Bicycle path in Athens County, Ohio

The Hockhocking Adena Bikeway, known colloquially as The Bike Path or more formally (but unofficially) as The Athens County Bike Path, is a 22 mi long bicycle path in Athens County, Ohio, in the United States. The original section of the path was built on a levee along the Hocking River at Ohio University in Athens, on university land. It was gradually expanded and now crosses university land, city land, and county land. The greater part of the path is a rail trail, (a bicycle path built on an abandoned railroad grade). The eastern terminus is at the western intersection of South Canaan Road and US-50. The western terminus is in Nelsonville, at the Rocky Brands Factory Outlet at the intersection of Canal Street and Myers Street, one block from the Historic Square Arts District.

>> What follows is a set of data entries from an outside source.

PR #4957, opened 2016-02-04
scala: make some keybindings work in emacs editing style

jerrypnz:
Some of the keybindings in the scala layer are defined with
`evil-define-key` for `insert` state. Since evil mode is no longer
activated in emacs editing style, these keybindings don't work.

### DIFF
--- a/layers/+lang/scala/packages.el
+++ b/layers/+lang/scala/packages.el
@@ -32,10 +32,9 @@
     (progn
       (setq user-emacs-ensime-directory ".cache/ensime")
 
-      (evil-define-key 'insert ensime-mode-map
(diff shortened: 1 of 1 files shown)


syl20bnr:
Putting this PR on hold, it may be unnecessary since I plan to put back evil in holy mode.

moonranger:
:+1:

rgrinberg:
@moonranger @syl20bnr Can this be closed? I'm not entirely sure what holy mode is, but it seems like it uses evil again.

jerrypnz:
Sorry I've not been using spacemacs for a while and I'm not sure if this change is still relevant. I'll close it for now.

The last section built was the section connecting the bikeway to Nelsonville. Previously, it terminated at Robbins Crossing on the Hocking College campus. There are current plans to extend the bikeway east along the south side of US-50 to South Canaan Road (County Road 24A). There are long-term plans to connect eastward via the Athens-Belpre Rail-Trail, now being developed, and to connect the Moonville Rail-Trail with it.

Parts of the bikeway are bordered by the Ohio University Campus, the Hocking College Campus, the Wayne National Forest, the Bluebell Preserve of the Athens Conservancy, and two city parks owned by the city of Athens.

In 2010 the Athens Conservancy purchased about thirteen miles of former B&O Railroad grade to expand trail opportunities, with the expectation that this right-of-way will eventually be connected to this bikeway.